§ **What you will do**
In the entries that follow, count each line containing "themes" and state the total, nothing more.

Collected data entries
++++++++

PR #3, opened 2020-06-18
OpenTelemetry Collector for Honeycomb

puckpuck:
chart to deploy the OpenTelemetry collector configured with recommended defaults and the Honeycomb exporter

### DIFF
--- a/opentelemetry-collector/Chart.yaml
+++ b/opentelemetry-collector/Chart.yaml
@@ -7,11 +7,11 @@ appVersion: 0.4.0
 keywords:
   - observability
   - tracing
-home: https://honeycomb.io
+home: https://opentelemetry.io/
 sources:
   - https://github.com/honeycombio/opentelemetry-collector
   - https://github.com/honeycombio/opentelemetry-collector-contrib
-icon: https://www.honeycomb.io/wp-content/themes/honeycomb/assets/img/logo.svg
+icon: https://opentelemetry.io/img/logos/opentelemetry-horizontal-color.png
 maintainers:
   - name: puckpuck
     email: pierre@honeycomb.io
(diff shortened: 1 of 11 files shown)


opentelemetry-collector/Chart.yaml
```diff
@@ -0,0 +1,17 @@
+apiVersion: v2
+name: opentelemetry-collector
+description: OpenTelemetry Collector for Honeycomb
+type: application
+version: 0.1.0
+appVersion: 0.4.0
+keywords:
+  - observability
+  - tracing
+home: https://honeycomb.io
```
irvingpop, line 10: is this the right homepage?

opentelemetry-collector/Chart.yaml
```diff
@@ -0,0 +1,17 @@
...
+sources:
+  - https://github.com/honeycombio/opentelemetry-collector
+  - https://github.com/honeycombio/opentelemetry-collector-contrib
+icon: https://www.honeycomb.io/wp-content/themes/honeycomb/assets/img/logo.svg
```
irvingpop, line 14: probably should be the OTel logo, right?

opentelemetry-collector/templates/NOTES.txt
```diff
@@ -0,0 +1,11 @@
+{{- $validApiKey := and (.Values.honeycomb.apiKey) (ne .Values.honeycomb.apiKey "YOUR_API_KEY") -}}
+
+{{- if not $validApiKey }}
+##### ERROR:
```
irvingpop, line 4: naive question, what happens if you hit this error condition? 

also if this is helpful/obvious to users, should we also require dataset be set?

irvingpop:
few minor things, other than that this looks great!

opentelemetry-collector/templates/NOTES.txt
puckpuck: dataset has a default name, and the Readme does explain how to change it, though we may want to make that part more prominent. If you don't specify an API key, the collector will throw unauthorized errors (via Honeycomb exporter).

PR #4, opened 2020-06-22
release otel-collector 0.1.0 chart

puckpuck:
release chart to helm repo


opentelemetry-collector-0.1.0.tgz
```diff
@@ -0,0 +1,88 @@
+apiVersion: v1
```
irvingpop, line 1: knowing very little about this process, but this looks like a YAML file with an extension .tgz

puckpuck: redid the release script and steps and it should be a YAML update + tgz binary now.

Ultimately releasing chart binaries needs to get automated.

puckpuck:
Will redo this release.  Found a small issue in readme.

PR #7, opened 2020-07-15
checksums for config and secrets

puckpuck:
Added checksum annotation(s) to all deploy pods. Updating a config setting or API key will now force a restart on all affected pods with a `helm upgrade ...` command.


puckpuck:
This will also address #9

PR #15, opened 2020-08-17
Add codeowners file

MikeGoldsmith:
Added CODEOWNERS file so team members are automatically set as reviewers. I've provisionally set @puckpuck as the only entry. Ideally it would be a team, but not sure if there is an appropriate one right now.

@paulosman @maplebed who do you think should be responsible for this?


MikeGoldsmith:
PS - I applied the _normal_ open source guidelines to this repo so it requires approval before merging and only allows 'squash and merge'.

PR #16, opened 2020-08-22
Add sample_rate and update version of otel collector

easel:
Adds sample_rate to the collector configuration and bumps the release to the latest.


easel:
Thanks for the merge!

PR #21, opened 2021-01-20
Always create ConfigMap

sarahhodne:
Currently the ConfigMap is only created when rbac.create=true, even though it's not an RBAC resource.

++++++++

§ **Solution to this task**
2